Friday, February 19, 2016



Petrarch (1304-1374), Secretum, from Dialogue 2 (Augustine speaking; tr. William H. Draper):
Behold him naked and unformed, born in wailings and tears, comforted with a few drops of milk, trembling and crawling, needing the hand of another, fed and clothed from the beasts of the field, his body feeble, his spirit restless, subject to all kinds of sickness, the prey of passions innumerable, devoid of reason, joyful to-day, to-morrow sorrowful, in both full of agitation, incapable of mastering himself, unable to restrain his appetite, ignorant of what things are useful to him and in what proportion, knowing not how to control himself in meat or drink, forced with great labour to gain the food that other creatures find ready at their need, made dull with sleep, swollen with food, stupefied with drink, emaciated with watching, famished with hunger, parched with thirst, at once greedy and timid, disgusted with what he has, longing after what he has lost, discontented alike with past, present and future, full of pride in his misery, and aware of his frailty, baser than the vilest worms, his life is short, his days uncertain, his fate inevitable, since Death in a thousand forms is waiting for him at last.

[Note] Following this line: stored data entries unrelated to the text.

Issue #843, opened 2022-10-10
JDeps compiler plugin doesn't work under the new k2 compiler


rockwotj:
I tried to play with the new k2 compiler now that in 1.7.20 the abi-gen plugin is supported, but the jdeps plugin needs to be updated to support k2. Here is the error that I get:

```
warning: ATTENTION!
 This build uses experimental K2 compiler:
  -Xuse-k2
error: there are some plugins incompatible with K2 compiler:
  io.bazel.kotlin.plugin.jdeps.JdepsGenComponentRegistrar
Please remove -Xuse-k2
```

From the kotlin slack, it seems that the rough guide for k2 plugins are [here](https://github.com/JetBrains/kotlin/blob/master/docs/fir/fir-plugins.md). Mostly we need to switch `JdepsGenExtension` from `AnalysisHandlerExtension` to `FirExtension`

rockwotj:
Seems like this will be possible once https://youtrack.jetbrains.com/issue/KT-51982 is done. I wonder if we should switch the plugin to ksp...

rockwotj:
Full thread: https://slack-chats.kotlinlang.org/t/2910292/it-will-be-done-as-part-of-kapt-support-https-youtrack-jetbr#7f89c88e-2db0-407b-b61d-a9cee20a9faa

Bencodes:
@rockwotj are you able to take a look at fixing up the jdeps plugin so that it supports K2?

rockwotj:
> @rockwotj are you able to take a look at fixing up the jdeps plugin so that it supports K2?

I am hoping to have time, but note that it isn't possible right now until k2 has support for KSP.

jbarr21:
has anyone taken up this work now that Kotlin 2.0 is in Beta5?

rockwotj:
Unlikely, I at least no longer work on a Kotlin codebase and won't be able to look into this.

rockwotj:
Looks like this is fixed

PR #1164, opened 2024-04-26
Prepare Jdeps extension for K2 implementation

jbarr21:
This PR makes 3 small changes to the JDeps extension in preparation of adding the K2 impl (#843):

1. Ensure that we set the correct argument to enable K2 in `KotlinJvmTestBuilder.java`. We also avoid resetting the option by modifying the existing infoBuilder instead of using `CompilationTaskInfo.newBuilder()`.
2. Since the K1 & K2 flows will be different, they will track classes in a different order. We need to sort the `deps` in the proto so that we can properly assert their equality.
3. We split out the Jdeps creation logic from `JdepsGenExtension` into a new base class that can be extended by the K2 implementation. There are no logic changes in this refactor.

### DIFF
--- a/src/main/kotlin/io/bazel/kotlin/plugin/jdeps/JdepsGenExtension.kt
+++ b/src/main/kotlin/io/bazel/kotlin/plugin/jdeps/JdepsGenExtension.kt
@@ -1,9 +1,7 @@
 package io.bazel.kotlin.plugin.jdeps
 
-import com.google.devtools.build.lib.view.proto.Deps
 import com.intellij.openapi.project.Project
 import com.intellij.psi.PsiElement
-import io.bazel.kotlin.builder.utils.jars.JarOwner
 import org.jetbrains.kotlin.analyzer.AnalysisResult
 import org.jetbrains.kotlin.config.CompilerConfiguration
 import org.jetbrains.kotlin.container.StorageComponentContainer
@@ -48,9 +46,6 @@ import org.jetbrains.kotlin.types.KotlinType
 import org.jetbrains.kotlin.types.TypeConstructor
 import org.jetbrains.kotlin.types.getAbbreviation
 import org.jetbrains.kotlin.types.typeUtil.supertypes
-import java.io.BufferedOutputStream
-import java.io.File
-import java.nio.file.Paths
 
 /**
  * Kotlin compiler extension that tracks classes (and corresponding classpath jars) needed to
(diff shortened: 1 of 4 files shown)


Bencodes (approved):
Can you take a look at the KtLint errors?

jbarr21:
> Can you take a look at the KtLint errors?

@Bencodes already fixed. the [test failure](https://buildkite.com/bazel/rules-kotlin-kotlin/builds/4169#018f1bd2-0873-427a-ab3d-389cc8da9d68/426-921) passes locally though. any thoughts?

```
❯ bazel test //src/test/kotlin/io/bazel/worker:WorkerEnvironmentTest
...
INFO: Found 1 test target...
Target //src/test/kotlin/io/bazel/worker:WorkerEnvironmentTest up-to-date:
  bazel-bin/src/test/kotlin/io/bazel/worker/WorkerEnvironmentTest.jar
  bazel-bin/src/test/kotlin/io/bazel/worker/WorkerEnvironmentTest.jdeps
INFO: Elapsed time: 24.900s, Critical Path: 16.03s
INFO: 365 processes: 17 internal, 312 darwin-sandbox, 36 worker.
INFO: Build completed successfully, 365 total actions
//src/test/kotlin/io/bazel/worker:WorkerEnvironmentTest                  PASSED in 0.4s
```

Bencodes:
Ah this one is flaky. Should be good to merge.

Bencodes (approved):

src/main/kotlin/io/bazel/kotlin/plugin/jdeps/JdepsGenExtension.kt
```diff
@@ -70,9 +65,10 @@ import java.nio.file.Paths
  * @param configuration the current compilation configuration
  */
 class JdepsGenExtension(
-  val configuration: CompilerConfiguration,
-) :
-  AnalysisHandlerExtension, StorageComponentContainerContributor {
+  configuration: CompilerConfiguration,
+) : BaseJdepsGenExtension(configuration),
```
Bencodes, line 69: Any reason this needs to be a base class and not just some independent class that both implementations can call into?

jbarr21: either one works, but I figured I was going to use a common base for the 2 extensions anyways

aspice nudum et informem inter vagitus et lacrimas nascentem, exiguo lacte solandum, tremulum atque reptantem, opis indigum aliene, quem muta pascunt animalia et vestiunt; caduci corporis, animi inquieti, morbis obsessum variis, subiectum passionibus innumeris, consilii inopem, alterna letitia et tristitia fluctuantem, impotentem arbitrii, appetitus cohibere nescium; quid quantumve sibi expediat, quis cibo potuique modus ignorantem; cui alimenta corporis, ceteris animalibus in aperto posita, multo labore conquerenda sunt; quem somnus inflat, cibus distendit, potus precipitat, vigilie extenuant, fames contrahit, sitis arefacit; avidum timidumque, fastidientem possessa, perdita deplorantem et presentibus simul et preteritis et futuris anxium; superbientem inter miserias suas et fragilitatis sibi conscium; vilissimis vermibus imparem, vite brevis, etatis ambigue, fati inevitabilis, ac mille generibus mortis expositum.